(Stored data)
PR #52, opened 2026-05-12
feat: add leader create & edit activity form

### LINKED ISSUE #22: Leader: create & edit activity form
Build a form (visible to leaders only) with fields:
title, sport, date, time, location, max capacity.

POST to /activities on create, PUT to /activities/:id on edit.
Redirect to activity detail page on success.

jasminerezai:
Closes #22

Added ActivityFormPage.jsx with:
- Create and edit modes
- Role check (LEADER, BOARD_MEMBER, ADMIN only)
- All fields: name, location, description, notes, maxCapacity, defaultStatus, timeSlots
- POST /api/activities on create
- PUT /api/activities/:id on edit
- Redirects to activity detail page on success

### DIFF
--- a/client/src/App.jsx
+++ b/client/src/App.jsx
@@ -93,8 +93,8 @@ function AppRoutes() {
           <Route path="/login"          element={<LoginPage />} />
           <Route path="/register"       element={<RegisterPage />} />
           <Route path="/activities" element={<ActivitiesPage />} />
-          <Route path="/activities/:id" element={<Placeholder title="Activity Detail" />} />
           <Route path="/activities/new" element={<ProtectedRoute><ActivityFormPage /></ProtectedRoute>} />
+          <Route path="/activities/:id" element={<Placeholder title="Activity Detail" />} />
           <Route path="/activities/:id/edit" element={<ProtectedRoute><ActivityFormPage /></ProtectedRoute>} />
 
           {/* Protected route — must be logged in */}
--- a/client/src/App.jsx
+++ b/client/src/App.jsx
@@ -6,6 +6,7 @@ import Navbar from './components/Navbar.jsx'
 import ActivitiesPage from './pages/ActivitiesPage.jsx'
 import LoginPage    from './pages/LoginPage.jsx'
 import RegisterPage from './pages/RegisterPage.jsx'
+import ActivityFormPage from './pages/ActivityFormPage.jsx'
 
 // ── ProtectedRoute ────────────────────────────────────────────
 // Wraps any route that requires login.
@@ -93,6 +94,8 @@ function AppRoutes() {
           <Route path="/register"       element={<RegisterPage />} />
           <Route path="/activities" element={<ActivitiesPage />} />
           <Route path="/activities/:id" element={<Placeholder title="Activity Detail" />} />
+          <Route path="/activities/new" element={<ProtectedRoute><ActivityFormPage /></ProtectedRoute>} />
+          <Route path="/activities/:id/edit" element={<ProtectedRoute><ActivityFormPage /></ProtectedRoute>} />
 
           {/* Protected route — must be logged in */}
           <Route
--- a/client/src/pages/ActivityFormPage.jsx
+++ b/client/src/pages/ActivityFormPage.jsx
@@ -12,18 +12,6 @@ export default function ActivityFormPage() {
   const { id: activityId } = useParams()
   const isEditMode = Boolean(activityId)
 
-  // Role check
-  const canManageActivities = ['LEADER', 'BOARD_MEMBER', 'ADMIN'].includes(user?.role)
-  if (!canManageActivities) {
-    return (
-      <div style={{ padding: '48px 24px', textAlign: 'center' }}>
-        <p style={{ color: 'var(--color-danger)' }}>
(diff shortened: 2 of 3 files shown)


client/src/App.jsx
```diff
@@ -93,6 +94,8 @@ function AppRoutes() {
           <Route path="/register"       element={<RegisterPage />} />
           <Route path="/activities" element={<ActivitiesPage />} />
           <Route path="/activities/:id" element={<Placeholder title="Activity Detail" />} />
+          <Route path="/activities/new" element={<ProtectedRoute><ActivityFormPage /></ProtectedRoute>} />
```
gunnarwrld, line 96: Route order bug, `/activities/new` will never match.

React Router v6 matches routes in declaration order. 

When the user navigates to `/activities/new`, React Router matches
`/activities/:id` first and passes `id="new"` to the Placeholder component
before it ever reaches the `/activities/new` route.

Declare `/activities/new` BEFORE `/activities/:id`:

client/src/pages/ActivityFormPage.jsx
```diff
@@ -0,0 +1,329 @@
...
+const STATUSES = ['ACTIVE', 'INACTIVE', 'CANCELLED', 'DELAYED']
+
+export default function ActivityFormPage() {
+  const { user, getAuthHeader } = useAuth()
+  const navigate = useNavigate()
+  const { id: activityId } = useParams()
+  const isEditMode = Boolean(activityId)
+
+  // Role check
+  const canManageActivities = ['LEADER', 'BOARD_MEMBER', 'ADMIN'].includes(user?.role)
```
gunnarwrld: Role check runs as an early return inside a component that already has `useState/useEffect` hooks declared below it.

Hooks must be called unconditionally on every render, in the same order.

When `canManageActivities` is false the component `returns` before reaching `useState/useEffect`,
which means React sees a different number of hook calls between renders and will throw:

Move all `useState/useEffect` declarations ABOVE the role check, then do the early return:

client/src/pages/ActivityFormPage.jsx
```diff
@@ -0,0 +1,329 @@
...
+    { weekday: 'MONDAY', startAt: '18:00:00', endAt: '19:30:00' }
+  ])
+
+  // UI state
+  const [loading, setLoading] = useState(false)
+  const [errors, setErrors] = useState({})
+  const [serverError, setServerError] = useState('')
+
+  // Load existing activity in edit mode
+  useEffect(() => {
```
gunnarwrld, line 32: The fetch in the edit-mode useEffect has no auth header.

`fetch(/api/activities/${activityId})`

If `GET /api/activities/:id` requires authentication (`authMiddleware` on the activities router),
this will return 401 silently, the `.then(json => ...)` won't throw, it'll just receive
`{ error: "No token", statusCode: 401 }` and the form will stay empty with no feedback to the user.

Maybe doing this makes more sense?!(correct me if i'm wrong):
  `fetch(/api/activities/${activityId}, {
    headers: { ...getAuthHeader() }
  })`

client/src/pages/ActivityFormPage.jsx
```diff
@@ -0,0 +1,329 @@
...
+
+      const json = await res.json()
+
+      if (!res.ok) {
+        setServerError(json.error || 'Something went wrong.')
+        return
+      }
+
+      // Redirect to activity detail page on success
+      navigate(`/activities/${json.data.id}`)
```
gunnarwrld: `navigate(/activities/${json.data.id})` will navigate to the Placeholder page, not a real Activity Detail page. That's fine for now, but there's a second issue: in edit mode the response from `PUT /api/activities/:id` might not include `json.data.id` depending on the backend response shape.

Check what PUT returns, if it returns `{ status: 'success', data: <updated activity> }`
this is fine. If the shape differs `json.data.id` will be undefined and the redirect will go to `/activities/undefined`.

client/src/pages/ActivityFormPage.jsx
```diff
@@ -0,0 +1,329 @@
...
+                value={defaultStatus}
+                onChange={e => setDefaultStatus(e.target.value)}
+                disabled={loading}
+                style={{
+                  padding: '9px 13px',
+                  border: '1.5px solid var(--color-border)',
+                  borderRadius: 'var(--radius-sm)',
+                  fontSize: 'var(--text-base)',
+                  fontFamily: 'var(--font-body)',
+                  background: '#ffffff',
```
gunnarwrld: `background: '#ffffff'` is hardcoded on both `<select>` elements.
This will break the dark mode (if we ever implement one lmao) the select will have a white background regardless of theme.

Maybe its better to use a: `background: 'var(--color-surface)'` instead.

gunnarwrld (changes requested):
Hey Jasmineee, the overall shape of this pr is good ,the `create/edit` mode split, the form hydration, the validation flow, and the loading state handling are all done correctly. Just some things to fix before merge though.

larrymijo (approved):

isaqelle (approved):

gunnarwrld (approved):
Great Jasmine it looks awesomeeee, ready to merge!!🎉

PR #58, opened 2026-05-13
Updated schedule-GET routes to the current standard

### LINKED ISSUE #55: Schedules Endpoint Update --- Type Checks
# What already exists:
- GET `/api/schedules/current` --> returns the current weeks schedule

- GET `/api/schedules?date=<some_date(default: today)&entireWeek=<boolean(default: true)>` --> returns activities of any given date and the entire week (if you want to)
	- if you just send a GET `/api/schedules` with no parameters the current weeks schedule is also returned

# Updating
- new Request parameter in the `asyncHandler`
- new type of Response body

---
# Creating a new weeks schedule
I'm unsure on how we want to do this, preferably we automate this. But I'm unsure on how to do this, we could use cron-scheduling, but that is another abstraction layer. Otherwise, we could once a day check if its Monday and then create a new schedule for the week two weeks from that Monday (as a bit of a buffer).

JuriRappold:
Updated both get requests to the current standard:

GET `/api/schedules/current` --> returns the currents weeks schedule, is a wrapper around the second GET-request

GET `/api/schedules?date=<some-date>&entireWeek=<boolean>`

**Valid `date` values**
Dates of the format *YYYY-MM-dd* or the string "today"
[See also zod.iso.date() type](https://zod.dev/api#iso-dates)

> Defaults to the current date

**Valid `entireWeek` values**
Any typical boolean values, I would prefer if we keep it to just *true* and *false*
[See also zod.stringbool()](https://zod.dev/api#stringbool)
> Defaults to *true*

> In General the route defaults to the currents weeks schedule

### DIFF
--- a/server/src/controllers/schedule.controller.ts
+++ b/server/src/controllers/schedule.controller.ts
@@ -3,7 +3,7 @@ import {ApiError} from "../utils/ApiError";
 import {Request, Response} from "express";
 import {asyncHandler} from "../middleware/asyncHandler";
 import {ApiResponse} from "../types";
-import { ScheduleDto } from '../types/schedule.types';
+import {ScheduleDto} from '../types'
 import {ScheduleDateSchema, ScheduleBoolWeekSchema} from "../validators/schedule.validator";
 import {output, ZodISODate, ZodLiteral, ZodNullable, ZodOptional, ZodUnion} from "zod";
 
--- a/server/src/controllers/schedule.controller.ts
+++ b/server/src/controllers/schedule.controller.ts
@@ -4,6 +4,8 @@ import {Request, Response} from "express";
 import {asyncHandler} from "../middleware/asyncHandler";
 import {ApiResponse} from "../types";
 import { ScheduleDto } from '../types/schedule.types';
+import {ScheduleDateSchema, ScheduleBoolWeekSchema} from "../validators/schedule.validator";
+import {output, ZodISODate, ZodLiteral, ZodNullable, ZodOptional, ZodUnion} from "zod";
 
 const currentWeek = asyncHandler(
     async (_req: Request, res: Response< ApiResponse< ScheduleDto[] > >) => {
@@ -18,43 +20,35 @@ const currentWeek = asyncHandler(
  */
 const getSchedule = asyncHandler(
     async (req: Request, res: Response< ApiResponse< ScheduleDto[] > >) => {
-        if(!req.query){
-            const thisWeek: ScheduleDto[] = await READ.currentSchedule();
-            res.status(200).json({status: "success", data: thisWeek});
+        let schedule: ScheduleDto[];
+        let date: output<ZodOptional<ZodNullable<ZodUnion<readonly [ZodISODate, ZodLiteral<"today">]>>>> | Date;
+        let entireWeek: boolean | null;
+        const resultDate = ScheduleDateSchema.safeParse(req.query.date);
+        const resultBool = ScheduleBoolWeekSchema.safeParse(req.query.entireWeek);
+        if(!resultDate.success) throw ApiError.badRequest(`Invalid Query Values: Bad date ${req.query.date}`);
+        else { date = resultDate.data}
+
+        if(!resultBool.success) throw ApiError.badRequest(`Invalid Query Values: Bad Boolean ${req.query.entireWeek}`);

Problem
In the data above, repeat exactly each line from the first through the line that contains "- Create and edit modes", and give nothing else.

Task result
PR #52, opened 2026-05-12
feat: add leader create & edit activity form

### LINKED ISSUE #22: Leader: create & edit activity form
Build a form (visible to leaders only) with fields:
title, sport, date, time, location, max capacity.

POST to /activities on create, PUT to /activities/:id on edit.
Redirect to activity detail page on success.

jasminerezai:
Closes #22

Added ActivityFormPage.jsx with:
- Create and edit modes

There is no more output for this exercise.